Venture capital remains a small subset of all private equity operations in Africa, partly because it is so labour-intensive. “There are a lot of people who do not want to get their hands dirty,” Jeromin complains.

A rutted road

Even for larger investors, the path to profitability can seem more like a rutted dirt road than like a freshly paved expressway. “Private equity is not challenging in terms of finding investment opportunities,” says Larry Seruma, chief investment officer and managing principal of Nile Capital Management, based in the US state of New Jersey. “It is like fishing in a barrel. The problem is with managing the business. Often there is not enough talent to take it to the next level.
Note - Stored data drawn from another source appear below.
PR #286, opened 2023-05-22
Allow pass run could be reused cross different hardware

guotuofeng:
## Describe your changes
Allow pass run could be reused cross different hardware

### DIFF
--- a/olive/engine/engine.py
+++ b/olive/engine/engine.py
@@ -702,14 +702,13 @@ class Engine:
         pass_name: int,
         input_model_number: str,
         pass_config: dict,
-        is_accelerator_agonistic: bool,
         accelerator_spec: AcceleratorSpec,
     ):
         """
         Get the path to the run json.
         """
         pass_config_hash = hash_dict(pass_config)
-        if is_accelerator_agonistic:
+        if not accelerator_spec:
             run_json_path = self._run_cache_path / f"{pass_name}-{input_model_number}-{pass_config_hash}.json"
         else:
             run_json_path = (
@@ -723,7 +722,6 @@ class Engine:
         pass_config: dict,
         input_model_id: str,
         output_model_id: str,
-        is_accelerator_agonistic: bool,
         accelerator_spec: AcceleratorSpec,
     ):
         """
@@ -736,9 +734,7 @@ class Engine:
             "output_model_id": output_model_id,
         }
         input_model_number = input_model_id.split("_")[0]
-        run_json_path = self.get_run_json_path(
-            pass_name, input_model_number, pass_config, is_accelerator_agonistic, accelerator_spec
-        )
+        run_json_path = self.get_run_json_path(pass_name, input_model_number, pass_config, accelerator_spec)
         try:
             with open(run_json_path, "w") as f:
                 json.dump(run_json, f, indent=4)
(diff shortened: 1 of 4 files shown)


trajepl (approved):

olive/passes/olive_pass.py
```diff
@@ -74,6 +74,8 @@ def __init__(
         config_class, default_config = self.get_config_class(accelerator_spec, disable_search)
 
         self._accelerator_spec = accelerator_spec
+        self._is_accelerator_agnostic = True
```
jambayk, line 77: I think we could make this a class attribute like 
image

Otherwise, I don't see where the pass developer sets this property without changing `__init__`. Or do we expect the value for this property to change based on the pass run config? I think it is simpler if the pass just has a class attribute for this?

olive/engine/engine.py
```diff
@@ -848,11 +877,20 @@ def _run_pass(
                 if self.no_search:
                     raise  # rethrow the exception if no search is performed
 
+        # Do we need get the output_model_id from the output_model.model_path like the following?
+        # if output_model != PRUNED_CONFIG and output_model.model_path:
+        #     # get the updated output_model_id from the output model path
+        #     output_model_id = Path(output_model.model_path).name
+        if not p.is_accelerator_agnostic:
```
jambayk, line 884: This line should go between 860 and 861.

jambayk: Otherwise outputs from the same not accelerator agnostic pass will overwrite each other's outputs.

olive/passes/olive_pass.py
guotuofeng: I deliberately not make it class attribute is because for some passes, it could/could not depend hardware by different EP. 
For example, the quantization could depend hardware if the EP is DML. it should be independent on hardware if the EP is CPU. In this way, the CPU quantization could be reused if the EP is CPU or other EP that doesn't impact the quantization behavior. The dml quantization should only be reused if the EP is DML. 

How do you think?

jambayk (dismissed):

olive/engine/engine.py
```diff
@@ -710,19 +734,21 @@ def _cache_run(self, pass_name: int, pass_config: dict, input_model_id: str, out
...
             logger.error(f"Failed to cache run: {e}")
 
-    def _load_run(self, input_model_id: str, pass_name: int, pass_config: dict):
+    def _load_run(self, input_model_id: str, pass_name: int, pass_config: dict, accelerator_spec: AcceleratorSpec):
         """
         Load the run from the cache directory.
         """
         input_model_number = input_model_id.split("_")[0]
-        run_json_path = self.get_run_json_path(pass_name, input_model_number, pass_config)
+        run_json_path = self.get_run_json_path(pass_name, input_model_number, pass_config, accelerator_spec)
```
jambayk, line 749: Actually, I think this logic might not work. 
For example, we ran with accelerator_spec `A` which returns `is_accelerator_agnostic=True` and then `B` which returns `False`. The second run for `B` will reuse the run for `A` even though that is not correct. 

Since we now have a pass method for `is_accelerator_agnostic`, we can directly provide the correct value for `accelerator_spec` for this method at line `823`

jambayk (approved):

If you are a minority shareholder, you might not find the right people to represent you on the board, for example.”

On the talent front, Seruma, himself a native of Uganda, finds hope in the return of people who were once counted as drops in the brain drain. “The African diaspora is huge,” he says. “Well educated people are going back. Employment in the developed markets is not that good anymore, and Africa is growing. Local talent is moving back.”

Investors are also worried about their “exit strategies,” a euphemism for how they expect to realise returns on their investments. After all, these are profit-seeking capitalists, not philanthropists.

Venture capitalists like Jeromin sometimes look to larger private equity firms to buy their stakes as their protégés grow. Another option is known as a “trade sale,” selling all or part of a firm to a muscular multinational company looking to expand. Potential buyers could include major players in neighbouring countries seeking cross-border expansion to take advantage of the liberalised flow of goods and services within regional trade blocs.

Recently the Aureos Southern Africa Fund sold its 49% stake in Zambia’s foremost producer of table eggs, Golden Lay, to the African Agriculture Fund, a private fund managed by Phatisa, which invests in sustainable food businesses across Africa. “This marks a very successful investment and exit for Aureos,” says Ron den Besten, its managing partner. “Golden Lay has made great strides in the last five years. Production capacity has more than doubled as a result of our strategy of investment in new state-of-the-art laying houses, providing the impetus for exponential financial growth during our investment period.”

Few IPOs

One popular exit strategy elsewhere, especially in the US, is the initial public offering (IPO), in which an investor sells at least part of its stake when the company puts its shares up for sale on a stock market. But African stock markets tend to be thin and illiquid, and so IPOs have been relatively rare, although not unheard-of.

Jeromin reaches back into US history for another strategy. “If you go back to the 1800s, before there were liquid markets, investors got their money through dividends. You can set up a preferred-share structure,” in which certain shareholders receive privileged pay-outs.

Private equity is not without its drawbacks. Company owners and entrepreneurs will not always be pleased by pressure they might get from their new partners. And investors may lose interest if their exit strategies prove elusive.

But private equity seems to be starting to fill a void that cannot be handled by banks alone. “For most companies in Africa, raising money means going to the bank,” says David Levin, senior managing partner of Nova Capital Global Markets in New York. “We bring in a different level of financing.”